Chance - Page 210/275

She beat him at his own honourable game and the thoroughness of her

serenity disconcerted Anthony a bit. It was he who stammered when it

came to talking. The suppressed fierceness of his character carried him

on after the first word or two masterfully enough. But it was as if they

both had taken a bite of the same bitter fruit. He was thinking with

mournful regret not unmixed with surprise: "That fellow Fyne has been

telling me the truth. She does not care for me a bit." It humiliated

him and also increased his compassion for the girl who in this darkness

of life, buffeted and despairing, had fallen into the grip of his

stronger will, abandoning herself to his arms as on a night of shipwreck.

Flora on her side with partial insight (for women are never blind with

the complete masculine blindness) looked on him with some pity; and she

felt pity for herself too. It was a rejection, a casting out; nothing

new to her. But she who supposed all her sensibility dead by this time,

discovered in herself a resentment of this ultimate betrayal. She had no

resignation for this one. With a sort of mental sullenness she said to

herself: "Well, I am here. I am here without any nonsense. It is not my

fault that I am a mere worthless object of pity."

And these things which she could tell herself with a clear conscience

served her better than the passionate obstinacy of purpose could serve

Roderick Anthony. She was much more sure of herself than he was. Such

are the advantages of mere rectitude over the most exalted generosity.

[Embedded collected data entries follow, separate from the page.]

PR #645, opened 2024-01-31
update to expose contexts

gregsdennis:
Really just want to show the Logic lib.  The rest isn't quite ready.

This showcases that we can expose the contexts, which gives the user access to the JTIs for all of the types contained in or used by the lib.  We still use the options manager to handle deserializing user-registered rules, but it's kept internal.  The hard part is remembering on which context your JTI exists.

Also, because the context is exposed, there's no need to have the `IJsonTypeInfoResolver` static property.

Ultimately, I see this working out for all the libs.  We can also create a serializer context in Json.More that exposes common types, like JsonNode.  (Really, I think .Net should expose a context for its common types... \*cough\* @eiriktsarpalis)

We might also be able to drop the `IJsonConverterReadWrite`.


JsonSchema.OpenApi/DiscriminatorKeyword.cs
```diff
@@ -55,7 +55,7 @@ public DiscriminatorKeyword(string propertyName, IReadOnlyDictionary<string, str
 		Mapping = mapping;
 		Extensions = extensions;
 
-		_json = JsonSerializer.SerializeToNode(this, OpenApiSerializerContext.OptionsManager.SerializerOptions);
+		_json = JsonSerializer.SerializeToNode(this, OpenApiSerializerContext.Default.JsonNode);
```
jevansaks, line 58: Why is this JsonNode and not DiscriminatorKeyword? This seems like a mismatch

gregsdennis: oh... ignore that.  Just look at the logic stuff.  That's the only thing guaranteed to work so far.

JsonLogic/Rule.cs
```diff
@@ -119,9 +111,11 @@ public override Rule Read(ref Utf8JsonReader reader, Type typeToConvert, JsonSer
 				if (ruleType == null)
 					throw new JsonException($"Cannot identify rule for {op}");
 
+				var typeInfo = LogicSerializerContext.OptionsManager.SerializerOptions.GetTypeInfo(ruleType);
```
jevansaks, line 114: Let's just go straight to the RuleRegistry's lookup table and then we don't need to go through the ExternalTypeInfoResolvers thing. We might even be able to get rid of the OptionsManager.

gregsdennis: I'll give that a go.

jevansaks:
> 		where T : Rule

Now that we are targeting latest System.Text.Json, we can change this parameter on `AddRule<T>` and `RegisterKeyword<T>`  to be an IJsonTypeInfoResolver. I had only made it a JsonSerializerContext because STJ6 didn't have the interface.

---
Refers to: JsonLogic/RuleRegistry.cs:118 in 075c705. [](commit_id = 075c7050a4cc907bf886a955a13a8fe3e2bdbcee, deletion_comment = False)

JsonSchema/SchemaKeywordRegistry.cs
```diff
@@ -102,6 +102,7 @@ static SchemaKeywordRegistry()
 		};
 
 		_keywords = new ConcurrentDictionary<string, Type>(keywordData.ToDictionary(x => x.Item2, x => x.Item1));
+		_keywordTypeInfoResolvers = new ConcurrentDictionary<Type, JsonSerializerContext>(keywordData.ToDictionary(x => x.Item1, _ => (JsonSerializerContext)JsonSchemaSerializerContext.Default));
```
jevansaks, line 106: RuleRegistry did this differently and just returns null for known types. It seems more efficient to not populate this dictionary and just return the default context when the keyword type isn't found.

JsonSchema/SchemaKeywordRegistry.cs
```diff
@@ -173,6 +172,13 @@ public static void Unregister<T>()
 			: null;
 	}
 
+	internal static JsonTypeInfo GetTypeInfo(Type ruleType)
+	{
+		return _keywordTypeInfoResolvers.TryGetValue(ruleType, out var context)
+			? context.GetTypeInfo(ruleType)!
+			: JsonSchemaSerializerContext.Default.GetTypeInfo(typeof(UnrecognizedKeyword))!;
+	}
```
jevansaks, line 180: Why is this ignoring ruleType here and passing UnrecognizedKeyword explicitly?

JsonSchema.Data/Vocabularies.cs
```diff
@@ -31,27 +30,29 @@ public static void Register(VocabularyRegistry? vocabRegistry = null, SchemaRegi
...
+	internal static JsonSerializerOptions CombinedOptions { get; }
 
-	static DataExtSerializerContext() {
-		OptionsManager = new(
-			Default,
-			JsonSchema.TypeInfoResolver
-		);
+	static JsonSchemaDataSerializerContext()
+	{
+		CombinedOptions = new JsonSerializerOptions
```
jevansaks, line 53: Why do we need to combine options anymore? This new strategy should avoid the need for it.

JsonSchema.Data.Tests/Suite/Suite.cs
```diff
@@ -43,10 +55,7 @@ public static IEnumerable<TestCaseData> TestCases()
 		{
 			var shortFileName = System.IO.Path.GetFileNameWithoutExtension(fileName);
 			var contents = File.ReadAllText(fileName);
-			var collections = JsonSerializer.Deserialize<List<TestCollection>>(contents, new JsonSerializerOptions(DataTestsSerializerContext.OptionsManager.SerializerOptions)
-			{
-				PropertyNameCaseInsensitive = true
-			});
+			var collections = JsonSerializer.Deserialize<List<TestCollection>>(contents, _serializerOptions);
```
jevansaks, line 58: Similarly, this call should be able to just pass DataTestsSerializerContext.Default.ListTestCollection, right?

Json.More/AotCompatibleJsonConverter.cs
```diff
@@ -21,7 +22,8 @@ public interface IJsonConverterReadWrite
 		/// <param name="writer">The writer to write to.</param>
 		/// <param name="value">The value to convert to JSON.</param>
 		/// <param name="options">An object that specifies serialization options to use.</param>
-		void Write(Utf8JsonWriter writer, object value, JsonSerializerOptions options);
+		/// <param name="typeInfo">The <see cref="JsonTypeInfo"/> for the value being serialized.</param>
+		void Write(Utf8JsonWriter writer, object value, JsonSerializerOptions options, JsonTypeInfo? typeInfo = null);
```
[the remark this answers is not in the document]
gregsdennis: Read is working.  I didn't need to update it.  I can look at doing that, though.

JsonSchema/SchemaKeywordRegistry.cs
gregsdennis: If the keyword isn't found, it's treated as an unrecognized keyword.  This captures the data for the keyword.  It doesn't play into validation and just generates and annotation.

JsonSchema.Data/Vocabularies.cs
gregsdennis: This was the workaround for the bug.  I need it in the `UriIdentifier` class where I'm serializing a `JsonSchema`.

JsonSchema.Data.Tests/Suite/Suite.cs
gregsdennis: I wanted to be able to set the options here.

JsonSchema.Data/Vocabularies.cs
jevansaks: Which bug? Can you include a comment / pointer to the issue if it's a bug in STJ?

gregsdennis:
closing in favor of #648 which includes these changes.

And so they went out to get married, the people of the house where she

lodged having no suspicion of anything of the sort. They were only

excited at a "gentleman friend" (a very fine man too) calling on Miss

Smith for the first time since she had come to live in the house. When

she returned, for she did come back alone, there were allusions made to

that outing. She had to take her meals with these rather vulgar people.

The woman of the house, a scraggy, genteel person, tried even to provoke

confidences. Flora's white face with the deep blue eyes did not strike

their hearts as it did the heart of Captain Anthony, as the very face of

the suffering world. Her pained reserve had no power to awe them into

decency.

Well, she returned alone--as in fact might have been expected. After

leaving the Registry Office Flora de Barral and Roderick Anthony had gone

for a walk in a park. It must have been an East-End park but I am not

sure. Anyway that's what they did. It was a sunny day. He said to her:

"Everything I have in the world belongs to you. I have seen to that

without troubling my brother-in-law. They have no call to interfere."